GridFunctions are objects that can be evaluated in global coordinates and can be restricted to grid elements and evaluated there in local coordinates.

ProblemStat<Traits> prob("name");
prob.initialize(INIT_ALL);

// create a grid function
auto gridFct = makeGridFunction(EXPRESSION, prob.gridView());

// eval GridFunction at global coordinates
auto global = Dune::FieldVector<double,2>{1.0, 2.0};
auto value = gridFct(global);

// create a local representation of the grid function
auto localFct = localFunction(gridFct);
for (auto const& element : elements(prob.gridView()))
{
  // bind the local function to a grid element
  localFct.bind(element);

  // eval LocalFunction at local coordinates
  auto local = element.geometry().center();
  value = localFct(local);

  localFct.unbind();
}

GridFunctions are build from expressions that are a composition of some elementary terms.

Examples of expressions

Before we give examples where and how to use GridFunctions, we demonstrate what an Expression could be, to create a GridFunction from. In the following examples, we assume that a ProblemStat named prob is already created and initialized.

1. Discrete Functions

Components of a solution vector are discrete functions, i.e. grid function build by a linear combination of local basis functions with a vector of coefficients.

auto expr1 = prob.solution(0);

2. Constants and functions

Constant values (or reference to values) and functions of global coordinates are expressions

auto expr2 = 1.0;
auto expr2a = constant(1.0);

double var = 1.0;
auto expr3 = reference(var);

auto expr4 = [](auto const& x) { return x[0] + x[1]; };

Warning

Combining std::ref and constant expressions could result in unexpected behavior. Note that a reference wrapper implicitly converts to the underlying data type and thus std::ref<double> + double results in double and the reference is gone. Use a lambda function and a function wrapper instead.

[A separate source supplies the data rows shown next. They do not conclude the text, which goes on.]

PR #632, opened 2023-04-29
Fix grunt death callbacks

ASpoonPlaysGames:
```
add stub death callback, because in _codecallbacks_common.gnut there is CodeCallback_OnEntityKilled which is only called when an entity is being tracked. An entity is set to be tracked if it has a death callback for it's class, unfortunately this is then relayed to clients and used for client side death callbacks. The end result of
not having this function called is that clients become completely unaware of any grunt
deaths. A noticeable difference here is that grunts do not play the kill confirmed audio
except on War Games, which does register a callback for grunt deaths to make them dissolve.

Whilst this may seem like a bit of a hacky solution, it is generally better than simply
tracking all entities. If a different callback is created in the future for grunt deaths
that is not specific to a gamemode, map, etc. then this could be removed
```

TLDR: make grunt deaths matter

This might make some mods behave weirdly, the ones with special exceptions written for tracking grunt deaths. Shouldn't be anything big tho, just might be worth making an announcement for modders


uniboi (approved):
pretty hacky but makes sense. I haven't tested clientside callbacks though.

F1F7Y (approved):
Code looks good, works in testing

PR #635, opened 2023-05-01
[BH] Lock scores after game end

ASpoonPlaysGames:
Currently, players can still earn score after the game has ended, this should prevent that


GeckoEidechse (approved):
(untested, just signing off)

PR #634, opened 2023-04-30
Add Bounty Hunt

F1F7Y:
Adds functionality for _Bounty Hunt_. It's still missing some minor things compared to vanilla but should be like 95% the way there.

PR #637, opened 2023-05-01
Rework Scorelimit Checks

DBmaoha:
- Move winner checks in `AddTeamScore()` to `GameStateEnter_Playing_Threaded()`
- Fix `AddTeamScore()`, so team score won't go over limit

Changing this is because if we `SetWinner()` right after changing team score and some network variable, the gamestate will stuck( eg.  in bounty hunt, depositing bonus to win will stuck )

### DIFF
--- a/Northstar.CustomServers/mod/scripts/vscripts/mp/_gamestate_mp.nut
+++ b/Northstar.CustomServers/mod/scripts/vscripts/mp/_gamestate_mp.nut
@@ -250,6 +250,7 @@ void function GameStateEnter_Playing_Threaded()
 		else // scoring check
 		{
 			int winningTeam = GetWinningTeamWithFFASupport()
+			int scoreLimit
 			if ( IsRoundBased() )
 				scoreLimit = GameMode_GetRoundScoreLimit( GAMETYPE )
 			else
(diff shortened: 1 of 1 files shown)


F1F7Y:
> Changing this is because if we `SetWinner()` right after changing team score and some network variable, the gamestate will stuck( eg. in bounty hunt, depositing bonus to win will stuck )

We've fixed bounty hunt not ending differently from what you did [in this commit](https://github.com/R2Northstar/NorthstarMods/pull/634/commits/0d4e160be3b06b2f8f75a09ba2746f84704fcdb2). We've went with our solution as we didn't really understand yours. Would appreciate if you could explain how / why this works :)

Otherwise this PR looks good

DBmaoha:
> > Changing this is because if we `SetWinner()` right after changing team score and some network variable, the gamestate will stuck( eg. in bounty hunt, depositing bonus to win will stuck )
> 
> We've fixed bounty hunt not ending differently from what you did [in this commit](https://github.com/R2Northstar/NorthstarMods/pull/634/commits/0d4e160be3b06b2f8f75a09ba2746f84704fcdb2). We've went with our solution as we didn't really understand yours. Would appreciate if you could explain how / why this works :)
> 
> Otherwise this PR looks good

I see!! I didn't add a `GetGlobalNetBool( "banksOpen" )` in player depositing loop, thanks for fixing that!

PR #626, opened 2023-04-23
Little Fix for AI Related Gamemodes(aitdm and fw)

DBmaoha:
Changes:
- General
    - Add `AiGameModes_SetNPCWeapons( string npcClass, array<string> weapons )` to replace `AiGameModes_SetGruntWeapons()` and `AiGameModes_SetSpectreWeapons()`, which can handle more npc weapon settings
    - Rework `AiGameModes_SpawnDropPod()`, it now spawns npcs after droppod actually lands, so npcs won't show their minimap icon and name in the sky, same as vanilla does
    - Rename `Reaper_Spawnpoint()` to `HotDrop_Spawnpoint()`, an option to add dangerous area for the spawnpoint, so other npcs will try to avoid their crush damage
    
- AITdm( Attrition )
    - Change to use `AiGameModes_SetNPCWeapons()` for npc weapon setup
    - Stalkers now also uses Mastiff and Volt, same as vanilla
    - Add settings for each levels, for modders can change them easily,  functions:
        - `AITdm_SetSquadsPerTeam( int count )`
        - `AITdm_SetReapersPerTeam( int count )`
        - `AITdm_SetLevelSpectres( int level )`
        - `AITdm_SetLevelStalkers( int level )`
        - `AITdm_SetLevelReapers( int level )`
    - Rework `SquadHandler()`, npcs will wait for enemy spawn and try to move together with their squadmates
- FW ( Frontier War )
    - Change to use `AiGameModes_SetNPCWeapons()` for npc weapon setup

PR #642, opened 2023-05-11
Fix attrition freezing and killing servers sometimes

ASpoonPlaysGames:
More specifically, it happened when all enemy NPCs were dead and an NPC squad tried to find somewhere to attack. They wouldn't find any valid places to attack, so naturally you just `continue` in the loop and try again next time... except you forgot to wait any amount of time before trying again, so it's just going to try again in that same frame, forever.

Regression caused by #626 and rly should've been caught in testing or code review tbh

Closes https://github.com/R2Northstar/Northstar/issues/483

### DIFF
--- a/Northstar.CustomServers/mod/scripts/vscripts/gamemodes/_gamemode_aitdm.nut
+++ b/Northstar.CustomServers/mod/scripts/vscripts/gamemodes/_gamemode_aitdm.nut
@@ -460,7 +460,18 @@ void function SquadHandler( array<entity> guys )
 		// Get point and send our whole squad to it
 		points = GetNPCArrayOfEnemies( team )
 		if ( points.len() == 0 ) // can't find any points here
+		{
+			// Have to wait some amount of time before continuing
+			// because if we don't the server will continue checking this
+			// forever, aren't loops fun?
+			// This definitely didn't waste ~8 hours of my time reverting various
+			// launcher PRs before finding this mods PR that caused servers to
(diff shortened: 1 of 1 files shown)


ASpoonPlaysGames:
Add the "needs testing" and "needs code review" tags, I DARE YOU

Northstar.CustomServers/mod/scripts/vscripts/gamemodes/_gamemode_aitdm.nut
```diff
@@ -460,7 +460,18 @@ void function SquadHandler( array<entity> guys )
 		// Get point and send our whole squad to it
 		points = GetNPCArrayOfEnemies( team )
 		if ( points.len() == 0 ) // can't find any points here
+		{
+			// Have to wait some amount of time before continuing
+			// because if we don't the server will continue checking this
+			// forever, aren't loops fun?
+			// This definitely didn't waste ~8 hours of my time reverting various
```
pg9182, line 467: + 2 weeks of project time
+ at least 50 hours of time between gecko, blue, and I...

pg9182 (approved):
Makes sense, and I couldn't reproduce this issue while solo grunting (hehe, grunt-hunting) after applying this patch.

We should write about this in the wiki and the troubleshooting docs.

pg9182:
Note: The buggy PR is in NS 1.13.2+.

GeckoEidechse (approved):
PR was tested by two different hosters and no crashes in regards to the original issue were experienced.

3. Composition of expressions

Combining expressions using arithmetic operations or some mathematical functions build a new expressions:

auto expr5 = prob.solution(0) + 1.0;

auto expr6 = max(evalAtQP(expr4), expr3);

This works, if at least one of the expressions involved is already a grid functions, so one can not simply add two lambda functions

// ERROR:
auto no_expr = expr4 + 1.0;

Examples of usage

In the following examples, an Expression is anything a GridFunction can be created from, sometimes also called PreGridFunction. It includes constants, functors callable with global coordinates, and any combination of GridFunctions.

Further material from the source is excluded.